Recently my grandson taught me a method that I find quite supportive with my practice.
It was raining and cold when I picked my grandson Dylan up from school. Instead of running into my arms he went running into the park behind the building. For twenty minutes he wouldn’t come when I called, and I was getting mighty exasperated. All the parents and children had gone by the time I was close enough to tuck him under my arm, march him up the hill and strap him into his car seat. I handed him a snack (to keep him quiet) and slammed his door. He was safe, I was ticked.
From the back seat Dylan’s tantrum subsided to a whimper, then silence. While I ruminated with regret for having allowed my temper to get the best of me, a voice from the backseat said, “It’s okay Nana, your bucket is just empty.” Compassion from a six year old—nothing much more humbling than that.
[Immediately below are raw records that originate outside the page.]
PR #312, opened 2018-02-23
(BOLT-346) Support different inventory orchestrator config

adreyer:
The orchestrator transport will now batch based on service-url,
token-file in addition to task-environment. Instead of reading config on
initialization is used the config for the first target of each batch to
create a client.

### DIFF
--- a/lib/bolt/transport/orch.rb
+++ b/lib/bolt/transport/orch.rb
@@ -11,15 +11,18 @@ module Bolt
       CONF_FILE = File.expand_path('~/.puppetlabs/client-tools/orchestrator.conf')
       BOLT_MOCK_TASK = Struct.new(:name, :executable).new('bolt', 'bolt/tasks/init').freeze
 
-      def initialize(config)
-        super
-
+      def create_client(opts)
         client_keys = %i[service-url token-file cacert]
-        @client_opts = config.select { |k, _v| client_keys.include?(k) }
-      end
+        client_opts = opts.reduce({}) do |acc, (k, v)|
+          if client_keys.include?(k)
+            acc.merge(k.to_s => v)
+          else
+            acc
+          end
+        end
+        @logger.debug("Creating orchestrator client for #{client_opts}")
 
-      def create_client
-        OrchestratorClient.new(@client_opts, true)
+        OrchestratorClient.new(client_opts, true)
       end
 
       def build_request(targets, task, arguments)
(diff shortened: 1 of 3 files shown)


lib/bolt/transport/orch.rb
```diff
@@ -124,9 +131,13 @@ def run_task_job(targets, task, arguments)
         end
 
         begin
-          results = create_client.run_task(body)
+          results = create_client(targets.first.options).run_task(body)
```
MikaelSmith: This might eventually benefit from some connection pooling, similar to the other transports. Seems fine to leave that until later.

lib/bolt/transport/orch.rb
```diff
@@ -113,7 +116,11 @@ def batch_upload(targets, source, destination, _options = {}, &callback)
       end
 
       def batches(targets)
-        targets.group_by { |target| target.options[:orch_task_environment] }.values
+        targets.group_by do |target|
+          [target.options[:orch_task_environment],
+           target.options[:"service-url"],
+           target.options[:"token-file"]].join(' * ')
```
MikaelSmith: I don't think you need to join, group_by can handle arrays as keys.

MikaelSmith: Is the idea to squash out nil values?

MikaelSmith: I guess if it's worth keeping, I'd like a comment why it's useful over grouping by the tuple of those values.

adreyer: at one point I was logging it. I can remove it now

lib/bolt/transport/orch.rb
adreyer: That will require work in the client itself as well

lib/bolt/transport/orch.rb
```diff
@@ -124,9 +131,13 @@ def run_task_job(targets, task, arguments)
         end
 
         begin
-          results = create_client.run_task(body)
+          results = create_client(targets.first.options).run_task(body)
 
           process_run_results(targets, results)
+        rescue OrchestratorClient::ApiError => e
+          targets.map do |target|
+            Bolt::Result.new(target, error: e.data)
```
nicklewis: Should this be `Bolt::Result.from_exception`?

nicklewis: Oh, because we want to unwrap the exception data, I see.

PR #313, opened 2018-02-23
(BOLT-337) Nodes in inventory accept full URI syntax

MikaelSmith:
Node names in inventory now accept full URIs. To use config from a node
in inventory, you will need to exactly match the name in inventory when
specifying the node on the command-line or in a plan.

### DIFF
--- a/spec/bolt/inventory_spec.rb
+++ b/spec/bolt/inventory_spec.rb
@@ -52,7 +52,7 @@ describe Bolt::Inventory do
               'config' => {
                 'ssh' => { 'user' => 'someone' }
               } },
-            'node7', 'node8'
+            'node7', 'ssh://node8'
           ],
           'config' => { 'ssh' => {
             'insecure' => 'maybe'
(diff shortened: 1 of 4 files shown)


spec/bolt/inventory_spec.rb
```diff
@@ -290,13 +294,17 @@ def targets(names)
       end
 
       it 'should split a comma-separated list of target URI and group name' do
-        targets = inventory.get_targets('group1,a')
-        expect(targets).to eq(targets(%w[node4 node5 node6 node7 a]))
+        matched_nodes = %w[node4 node5 node6 node7 ssh://node8]
+        matched_nodes.each do |node|
+          expect_any_instance_of(Bolt::Inventory).to receive(:config_for).with(node)
```
MikaelSmith: I'd like to do some more cleanup and check the returned Targets rather than watch for `config_for`, but that overlaps with some larger cleanup around these tests that @lucywyman's working on in https://github.com/puppetlabs/bolt/pull/307.

PR #315, opened 2018-02-23
(BOLT-345) Provide summary of successful and failed nodes

MikaelSmith:
Provides a summary at the end of a run of which nodes succeeded and
failed that can be copied and re-run via `--nodes`.


MikaelSmith:
This makes me want a `--quiet` option more.

PR #319, opened 2018-02-27
(maint) Add license_finder to Bolt.

shrug:
Using PDK project as a model, this adds the license_finder
gem and a task to the test gemset. Also adds all current
dependencies to the "approved" list, and adds a travis check
to validate dependency licenses.

### DIFF
--- a/.dependency_decisions.yml
+++ b/.dependency_decisions.yml
@@ -1,0 +1,61 @@
+---
+- - :approve
+  - CFPropertyList
+  - :who: bradejr
+    :why: 
+    :versions: []
+    :when: 2018-02-26 23:47:22.727579000 Z
+- - :whitelist
+  - MIT
+  - :who: bradejr
+    :why: 
+    :versions: []
+    :when: 2018-02-26 23:48:16.400477000 Z
+- - :whitelist
+  - Apache 2.0
+  - :who: bradejr
+    :why: 
+    :versions: []
+    :when: 2018-02-26 23:48:48.021244000 Z
+- - :whitelist
+  - ruby
+  - :who: bradejr
+    :why: 
+    :versions: []
+    :when: 2018-02-26 23:49:17.135760000 Z
+- - :whitelist
+  - Ruby
+  - :who: bradejr
+    :why: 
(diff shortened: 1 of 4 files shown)


shrug:
This basically duplicates the setup in https://github.com/puppetlabs/pdk - Do we want to add this to Bolt? See any downside?

MikaelSmith:
I'm not against it. Rubocop seems to be complaining about a few things on your PR.

Rakefile
```diff
@@ -32,6 +32,11 @@ end
 desc "Run tests and style checker"
 task test: %w[spec rubocop]
 
+desc 'Check for unapproved licenses in dependencies'
+task(:license_finder) do
+  system('license_finder --decisions-file=.dependency_decisions.yml') || raise(StandardError, 'Unapproved license(s) found on dependencies')
```
mwaggett: Is there a way for the error to specify which dependencies/licenses are a problem?

.dependency_decisions.yml
```diff
@@ -0,0 +1,61 @@
+---
```
mwaggett: I assume this was generated by the license finder, but man, this is kind of hard to parse with human eyes..

Rakefile
nicklewis: The output of `license_finder` includes that information, so it will be printed anyway.

.travis.yml
```diff
@@ -4,6 +4,9 @@ cache: bundler
 rvm:
 - 2.4
 - 2.0
+env:
+  - CHECK = spec
+  - CHECK = license_manager
```
nicklewis: This should be `license_finder`

nicklewis: And I think this should just be added to the `bundle exec rake travisci rubocop` invocation. Currently it's trying to run the check from within the `bolt-modules/boltlib` directory rather than the top-level, and it's also running all the other tests before doing the license check (while also running them all separately).

nicklewis:
Whoops, I accidentally selected approved instead of request changes. :)

adreyer:
@shrug Is this still needed?

PR #323, opened 2018-02-27
(BOLT-352, BOLT-358) Fix config file and inventory file config bugs

MikaelSmith:
Moves task_environment to be specific to the pcp transport, and fixes specifying token-file and service-url in the Bolt config file (it worked correctly in the inventory file).

Fixes the inventory file config section so it uses structure and keys
that are consistent with the config file format. Previously it required
them to match the internal structure of the Bolt::Config object, which
led to a lot of inconsistency between inventory and config file formats.

So
```
config:
  transports:
    ssh:
      host_key_check: false
```
is now
```
config:
  ssh:
    host-key-check: false
```

### DIFF
--- a/lib/bolt/config.rb
+++ b/lib/bolt/config.rb
@@ -22,7 +22,7 @@ module Bolt
 
     TRANSPORT_OPTIONS = %i[host_key_check password run_as sudo_password extensions
                            ssl key tty tmpdir user connect_timeout cacert
-                           token-file task_environment service-url].freeze
+                           token-file task-environment service-url].freeze
 
     TRANSPORT_DEFAULTS = {
       connect_timeout: 10,
@@ -37,7 +37,7 @@ module Bolt
         ssl: true
       },
       pcp: {
-        task_environment: 'production'
+        :"task-environment" => 'production'
       }
     }.freeze
 
@@ -168,7 +168,7 @@ module Bolt
           self[:transports][:pcp][:"token-file"] = data['pcp']['token-file']
         end
         if data['pcp']['task-environment']
-          self[:transports][:pcp][:task_environment] = data['pcp']['task-environment']
+          self[:transports][:pcp][:"task-environment"] = data['pcp']['task-environment']
         end
       end
     end
@@ -192,7 +192,7 @@ module Bolt
 
       TRANSPORT_OPTIONS.each do |key|
         TRANSPORTS.each do |transport|
-          unless %i[ssl host_key_check task_environment].any? { |k| k == key }
+          unless %i[ssl host_key_check task-environment].any? { |k| k == key }
             self[:transports][transport][key] = options[key] if options[key]
             next
           end
--- a/lib/bolt/config.rb
+++ b/lib/bolt/config.rb
@@ -71,6 +71,15 @@ module Bolt
       end
     end
 
+    def deep_clone
+      copy = clone
+      copy[:transports] = self[:transports].clone
+      TRANSPORTS.each do |transport|
+        copy[:transports][transport] = self[:transports][transport].clone
+      end
+      copy
+    end
+
     def default_paths
       root_path = File.expand_path(File.join('~', '.puppetlabs'))
       [File.join(root_path, 'bolt.yaml'), File.join(root_path, 'bolt.yml')]
@@ -168,6 +177,7 @@ module Bolt
         end
       end
     end
+    private :update_from_file
 
     def load_file(path)
       data = Bolt::Util.read_config_file(path, default_paths, 'config')
@@ -201,6 +211,27 @@ module Bolt
             next
           end
         end
+      end
+    end
+
+    def update_from_inventory(data)
+      update_from_file(data)
+
+      if data['transport']
+        self[:transport] = data['transport']
+      end
+
+      # Add options that aren't allowed in a config file, but are allowed in inventory
+      %w[user password port].each do |opt|
+        (TRANSPORTS - [:pcp]).each do |transport|
+          if data[transport.to_s] && data[transport.to_s][opt]
+            self[:transports][transport][opt.to_sym] = data[transport.to_s][opt]
+          end
+        end
+      end
+
+      if data['ssh'] && data['ssh']['sudo-password']
+        self[:transports][:ssh][:sudo_password] = data['ssh']['sudo-password']
       end
     end
 
--- a/lib/bolt/config.rb
+++ b/lib/bolt/config.rb
@@ -232,6 +232,16 @@ module Bolt
                      "user to escalate to with --run-as")
       end
 
+      host_key = self[:transports][:ssh][:host_key_check]
+      unless !!host_key == host_key
+        raise Bolt::CLIError, 'host-key-check option must be a Boolean true or false'
+      end
+
+      ssl_flag = self[:transports][:winrm][:ssl]
+      unless !!ssl_flag == ssl_flag
+        raise Bolt::CLIError, 'ssl option must be a Boolean true or false'
+      end
+
       self[:transports].each_value do |v|
         timeout_value = v[:connect_timeout]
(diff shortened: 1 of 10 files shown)


MikaelSmith:
@adreyer can we turn the ad-hoc perf testing you've done into a benchmarking script? This may impact it.

lib/bolt/config.rb
```diff
@@ -159,7 +170,7 @@ def update_from_cli(options)
 
       TRANSPORT_OPTIONS.each do |key|
         TRANSPORTS.each do |transport|
-          unless %i[ssl host_key_check].any? { |k| k == key }
+          unless %i[ssl host_key_check task_environment].any? { |k| k == key }
```
adreyer: do we accept task environment from the cli?

lib/bolt/config.rb
```diff
@@ -127,19 +137,20 @@ def update_from_file(data)
...
         end
         if data['pcp']['cacert']
           self[:transports][:pcp][:cacert] = data['pcp']['cacert']
         end
         if data['pcp']['token-file']
-          self[:transports][:pcp][:token_file] = data['pcp']['token-file']
+          self[:transports][:pcp][:"token-file"] = data['pcp']['token-file']
         end
         if data['pcp']['task-environment']
-          self[:transports][:pcp][:orch_task_environment] = data['pcp']['task-environment']
```
adreyer: oh hmm I wasn't properly testing task environment.

This doesn't get '-' because it's not passed on the client?

lib/bolt/config.rb
```diff
@@ -65,6 +66,15 @@ def initialize(**kwargs)
       end
     end
 
+    def deep_clone
```
adreyer: this should work for now but it may cause a bug in the future by not cloning arrays or any hashes we add later. It may be better to have this be more generic if it's not too expensive

lib/bolt/config.rb
```diff
@@ -176,6 +187,27 @@ def update_from_cli(options)
       end
     end
 
+    def update_from_inventory(data)
+      update_from_file(data)
```
adreyer: do we want to copy all the non-transport config onto the target? I guess it doesn't do anything and isn't accessible from puppet code

lib/bolt/config.rb
MikaelSmith: Not that I could find.

lib/bolt/config.rb
MikaelSmith: Right now they're ignored, and it's a couple strings (so cost of cloning should be low). That said, I'd like to benchmark how this all affects searching a large inventory.

lib/bolt/config.rb
MikaelSmith: Sounds reasonable. I'm not quite sure what a generic implementation will look like yet...

lib/bolt/config.rb
MikaelSmith: I could make it consistent with the other two. `token-file` and `service-urls` aren't accessible on the CLI either.

It probably doesn't get a dash because it's not available in the Orchestrator client config.

lib/bolt/inventory.rb
```diff
@@ -97,8 +96,12 @@ def update_target(target)
         inv_conf = {}
       end
 
-      conf = Bolt::Util.deep_merge(@config.transport_conf, inv_conf)
-      target.update_conf(conf)
+      # Use Config object to ensure config section is treated consistently with config file
+      conf = @config.deep_clone
+      conf.update_from_inventory(inv_conf)
```
MikaelSmith: I haven't made this backward compatible. I'd be tempted to have Inventory error if it finds a `transports` property in `config` and require people to update their inventory files.

lib/bolt/config.rb
adreyer: "It probably doesn't get a dash because it's not available in the Orchestrator client config."

thats what I was getting at. i was more curious about the reasoning.

lib/bolt/inventory.rb
adreyer: ok

lib/bolt/inventory/group.rb
```diff
@@ -32,6 +32,14 @@ def initialize(data)
         @rest = data.reject { |k, _| %w[name nodes config groups].include? k }
       end
 
+      def check_deprecated_config(context, name, config)
```
MikaelSmith: Added validation that `config: transports` isn't used @adreyer @katelopresti 

Curious what you think about having Bolt link directly to the docs site.

lib/bolt/config.rb
MikaelSmith: Many of the deep_* implementations rely on monkey-patching Object, such as https://github.com/rubyworks/facets/blob/27d9b7f5b3a507da17c0f48c1a7a95079359470d/lib/core/facets/kernel/deep_clone.rb. https://github.com/rubyworks/facets/blob/27d9b7f5b3a507da17c0f48c1a7a95079359470d/work/rejected/kernel/deep_clone.rb is an interesting option that might not require monkey-patching.

MikaelSmith: Added a general deep_clone implementation.

lib/bolt/config.rb
```diff
@@ -127,19 +137,20 @@ def update_from_file(data)
...
         if data['pcp']['cacert']
           self[:transports][:pcp][:cacert] = data['pcp']['cacert']
         end
         if data['pcp']['token-file']
-          self[:transports][:pcp][:token_file] = data['pcp']['token-file']
+          self[:transports][:pcp][:"token-file"] = data['pcp']['token-file']
         end
         if data['pcp']['task-environment']
-          self[:transports][:pcp][:orch_task_environment] = data['pcp']['task-environment']
+          self[:transports][:pcp][:task_environment] = data['pcp']['task-environment']
```
lucywyman: Nit: Should this be task-environment for consistency?

MikaelSmith: It doesn't have to be (the others are written so to simplify https://github.com/puppetlabs/bolt/blob/master/lib/bolt/transport/orch.rb#L15-L25). I can change it easily enough.

lib/bolt/inventory.rb
```diff
@@ -73,20 +73,19 @@ def get_targets(targets)
...
-
     #### PRIVATE ####
     #
     # For debugging only now
     def groups_in(node_name)
       @groups.data_for(node_name)['groups'] || {}
     end
+    private :groups_in
+
+    def config_for(node_name)
```
lucywyman: I could be wrong but I don't believe this is being called anywhere. I think you can just remove it if you refactor the tests.

lib/bolt/config.rb
MikaelSmith: Done.

lib/bolt/util.rb
```diff
@@ -43,10 +43,37 @@ def deep_merge(hash1, hash2)
         hash1.merge(hash2, &recursive_merge)
       end
 
-      def symbolize_keys(hash)
-        hash.each_with_object({}) do |(k, v), acc|
-          k = k.to_sym
-          acc[k] = v.is_a?(Hash) ? symbolize_keys(v) : v
+      # Performs a deep_clone, using an identical copy if the cloned structure contains multiple
+      # references to the same object and prevents endless recursion.
+      # Credit to Jan Molic via https://github.com/rubyworks/facets
```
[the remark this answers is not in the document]
MikaelSmith: Done.

lib/bolt/inventory.rb
MikaelSmith: The `groups_in`? `config_for` is still used until your PR is merged.

lib/bolt/inventory/group.rb
lucywyman: +1 I found this helpful

lucywyman:
Re-reviewed, still looks good!

PR #719, opened 2018-10-18
(BOLT-916) Remove ability accept file content from boltserver

adreyer:
Remove support for sending a "file" with the task in boltserver now that
we support downloading and caching files.

### DIFF
--- a/lib/bolt/task/puppet_server.rb
+++ b/lib/bolt/task/puppet_server.rb
@@ -11,18 +11,16 @@ module Bolt
         super(task_data)
       end
 
-      # TODO: currently this both converts filename -> name and fetches files to generate the path
-      # In the future we should not generate paths until after the implementation is selected to avoid
-      # unecessary fetching of files
+      # puppetserver file entries have 'filename' rather then 'name'
       def update_file_data(task_data)
-        if task_data['files']
-          task_data['files'] = task_data['files'].map do |f|
-            { 'name' => f['filename'],
-              'path' => @file_cache.update_file(f) }
-          end
-        end
-
+        task_data['files'].each { |f| f['name'] = f['filename'] }
         task_data
+      end
+
+      # Compute local path and download files from puppetserver as needed
+      def file_path(file_name)
+        file = file_map[file_name]
+        file['path'] ||= @file_cache.update_file(file)
       end
     end
   end
--- a/lib/bolt/transport/ssh.rb
+++ b/lib/bolt/transport/ssh.rb
@@ -122,19 +122,10 @@ module Bolt
       end
 
       def run_task(target, task, arguments, options = {})
-        if from_api?(task)
-          executable = task.file['filename']
-          file_content = Base64.decode64(task.file['file_content'])
-          input_method = task.metadata['input_method']
-          extra_files = []
-          write_executable = proc { |conn, dir| conn.write_executable_from_content(dir, file_content, executable) }
-        else
-          implementation = task.select_implementation(target, PROVIDED_FEATURES)
-          executable = implementation['path']
-          input_method = implementation['input_method']
-          extra_files = implementation['files']
-          write_executable = proc { |conn, dir| conn.write_remote_executable(dir, executable) }
-        end
+        implementation = task.select_implementation(target, PROVIDED_FEATURES)
+        executable = implementation['path']
+        input_method = implementation['input_method']
+        extra_files = implementation['files']
         input_method ||= 'both'
 
         # unpack any Sensitive data
@@ -158,7 +149,7 @@ module Bolt
                 end
               end
 
-              remote_task_path = write_executable.call(conn, task_dir)
+              remote_task_path = conn.write_remote_executable(task_dir, executable)
 
               if STDIN_METHODS.include?(input_method)
                 stdin = JSON.dump(arguments)
--- a/lib/bolt/transport/winrm.rb
+++ b/lib/bolt/transport/winrm.rb
@@ -108,19 +108,10 @@ catch
       end
 
       def run_task(target, task, arguments, _options = {})
-        if from_api?(task)
-          executable = task.file['filename']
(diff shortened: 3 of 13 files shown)


lib/bolt/task/puppet_server.rb
```diff
@@ -11,19 +11,17 @@ def initialize(task_data, file_cache)
...
+      # puppetserver file entries have 'filename' rather then 'name'
       def update_file_data(task_data)
-        if task_data['files']
-          task_data['files'] = task_data['files'].map do |f|
-            { 'name' => f['filename'],
-              'path' => @file_cache.update_file(f) }
-          end
-        end
-
+        task_data['files'] = task_data['files'].map { |f| f['name'] = f['filename'] }
```
MikaelSmith: Could use `map!`.

lib/bolt/task/puppet_server.rb
```diff
@@ -11,19 +11,17 @@ def initialize(task_data, file_cache)
         super(task_data)
       end
 
-      # TODO: currently this both converts filename -> name and fetches files to generate the path
-      # In the future we should not generate paths until after the implementation is selected to avoid
-      # unecessary fetching of files
+      # puppetserver file entries have 'filename' rather then 'name'
```
MikaelSmith: That's inconvenient.

lib/bolt/task/puppet_server.rb
```diff
@@ -11,19 +11,17 @@ def initialize(task_data, file_cache)
...
-          end
-        end
-
+        task_data['files'] = task_data['files'].map { |f| f['name'] = f['filename'] }
         task_data
       end
+
+      # Compute local path and download files from puppetserver as needed
+      def file_path(file_name)
+        file = file_map[file_name]
```
MikaelSmith: Do we need to look up the file if `file['path']` is already set? Could use a `begin` block to wrap everything.

lib/bolt/transport/ssh.rb
```diff
@@ -122,19 +122,11 @@ def run_script(target, script, arguments, options = {})
...
-          executable = implementation['path']
-          input_method = implementation['input_method']
-          extra_files = implementation['files']
-          write_executable = proc { |conn, dir| conn.write_remote_executable(dir, executable) }
-        end
+        implementation = task.select_implementation(target, PROVIDED_FEATURES)
+        executable = implementation['path']
+        input_method = implementation['input_method']
+        extra_files = implementation['files']
+        write_executable = proc { |conn, dir| conn.write_remote_executable(dir, executable) }
```
MikaelSmith: The proc isn't really needed anymore, could move the call back to where it's used.

lib/bolt/transport/winrm.rb
```diff
@@ -108,19 +108,11 @@ def run_script(target, script, arguments, _options = {})
...
-          executable = implementation['path']
-          input_method = implementation['input_method']
-          extra_files = implementation['files']
-          write_executable = proc { |conn, dir| conn.write_remote_executable(dir, executable) }
-        end
+        implementation = task.select_implementation(target, PROVIDED_FEATURES)
+        executable = implementation['path']
+        input_method = implementation['input_method']
+        extra_files = implementation['files']
+        write_executable = proc { |conn, dir| conn.write_remote_executable(dir, executable) }
```
MikaelSmith: Don't need the proc anymore.

lib/bolt/task/puppet_server.rb
adreyer: Yeah I discovered that a few months ago when working on cross platform tasks in puppetserver. It's a public API so we should probably change puppet.

lib/bolt/task/puppet_server.rb
adreyer: yeah I'm mutating them anyway

lib/bolt/task/puppet_server.rb
adreyer: We don't call update_file on the next line if path is set. I'm not sure what you're suggesting, this cuts out a line of code:
```
file_map[file_name]['path'] ||= @file_cache.update_file(file)
```

lib/bolt/task/puppet_server.rb
adreyer: I think each is actually what I want.

lib/bolt_server/file_cache.rb
```diff
@@ -19,38 +27,56 @@ def tmppath
...
-      uri = "#{@config.file_server_uri}#{path}"
+    def ssl_cert
+      @ssl_cert ||= File.read(@config.ssl_cert)
+    end
 
+    def ssl_key
+      @ssl_key ||= File.read(@config.ssl_key)
+    end
+
+    def client
```
adreyer: I 'm not sure what http library we'd want to use but I think this should keep the connection open for 2s by default.

MikaelSmith:
Some tests for pe-bolt-server in Orchestrator need to be fixed before this is merged.

MikaelSmith:
Fix for winrm up at https://github.com/puppetlabs/bolt/pull/720.

MikaelSmith:
I'm working on the Orchestrator test fix. The winrm fix is in.

MikaelSmith:
We should merge https://github.com/puppetlabs/orchestrator/pull/930 before this.

spec/lib/bolt_spec/file_cache.rb
```diff
@@ -0,0 +1,33 @@
...
+
+      def setup
+        self
+      end
+
+      def update_file(file_data)
+        parts = file_data['filename'].split('/')
+        modulename = 'sample'
+        if parts.size == 1
+          File.join(@moduledir, modulename, 'tasks', parts[0])
```
MikaelSmith: Not sure this will work on windows because it doesn't include an extension.

MikaelSmith: Nevermind, misread what it does.

PR #720, opened 2018-10-19
(BOLT-916) Update bolt-server winrm endpoint to support files

MikaelSmith:
Update the bolt-server winrm endpoint to be consistent with the ssh
endpoint for handling the task and target parameters.


klawhorn:
LGTM! Thank ya for the speed o' fixin. 

giphy 31

PR #721, opened 2018-10-19
(BOLT-928) Add daily purge process to bolt-server's file cache

MikaelSmith:
Add a purge process - run on startup and every day after - to remove
tasks from the file cache that haven't been used in over a week.

### DIFF
--- a/lib/bolt_server/file_cache.rb
+++ b/lib/bolt_server/file_cache.rb
@@ -1,5 +1,6 @@
 # frozen_string_literal: true
 
+require 'concurrent'
 require 'digest'
 require 'fileutils'
 require 'net/http'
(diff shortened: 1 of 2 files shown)


lib/bolt_server/file_cache.rb
```diff
@@ -95,6 +110,20 @@ def serial_execute(&block)
       promise.value
     end
 
+    # Create a cache dir if necessary and update it's last write time. Returns the dir.
+    # Acquires @cache_dir_mutex to ensure we don't try to purge the directory at the same time.
+    # Uses the directory mtime because it's simpler to ensure the directory exists and update
+    # mtime in a single place than with a file in a directory that may not exist.
+    def create_cache_dir(sha)
+      file_dir = File.join(@cache_dir, sha)
+      @cache_dir_mutex.synchronize do
```
adreyer: This could be very slightly faster if we used a read lock. Multiple processes can touch the file at once as long as we're not expiring.

MikaelSmith: Added a commit switching to read-write lock.

lib/bolt_server/file_cache.rb
```diff
@@ -95,6 +110,20 @@ def serial_execute(&block)
...
 
+    # Create a cache dir if necessary and update it's last write time. Returns the dir.
+    # Acquires @cache_dir_mutex to ensure we don't try to purge the directory at the same time.
+    # Uses the directory mtime because it's simpler to ensure the directory exists and update
+    # mtime in a single place than with a file in a directory that may not exist.
+    def create_cache_dir(sha)
+      file_dir = File.join(@cache_dir, sha)
+      @cache_dir_mutex.with_read_lock do
+        # mkdir_p doesn't error if the file exists
+        FileUtils.mkdir_p(file_dir, mode: 0o750)
```
lucywyman: Out of curiosity why does this need the 'o'?

donoghuc: I think Octal. For example hex is `0x`.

Piyadassi Thera says, “A disorderly mind is a liability both to the owner of it and for others. All the havoc wrought in the world is wrought by men who have not learned the way of mental calm, balance and poise. Calmness is not weakness.”
“Where did you hear that?” I asked him. He replied that his teacher says that sometimes when people get mad it’s because their bucket is empty and it makes them sad but we can fill it by being nice . . . then he offered me a cookie. No kidding! Nothing fills a bucket quite like compassion from a six-year-old.
My practice now is to keep this simile in mind; to observe how, when I let my attention mull on the negative (he shouldn’t, she didn’t, I won’t), my bucket empties and gives rise to dissatisfaction. Add one squabbling child or a harsh speaking adult to the mix and trouble will follow. Is this how I wish to spend my time?
19th Century American author and poet Ella Wheeler Wilcox wrote:
It is easy enough to be pleasant,
When life flows along like a song,
But the person worthwhile
Is the person who can smile
When everything goes dead wrong.
Making the effort to notice when my bucket is beginning to empty is only the first step toward keeping it full and an effort I find worth sustaining. The resistant mind of ‘he shouldn’t, she didn’t, I won’t’ can then come into harmony with the truth that ‘he has, she did, and I might’. Balance is regained and satisfaction fills my bucket. This is how I wish to spend my time.
Fifty-nine and still there are lessons to be learned—fine by me if it’s from a six year old . . . and it doesn’t hurt that he is so damn cute.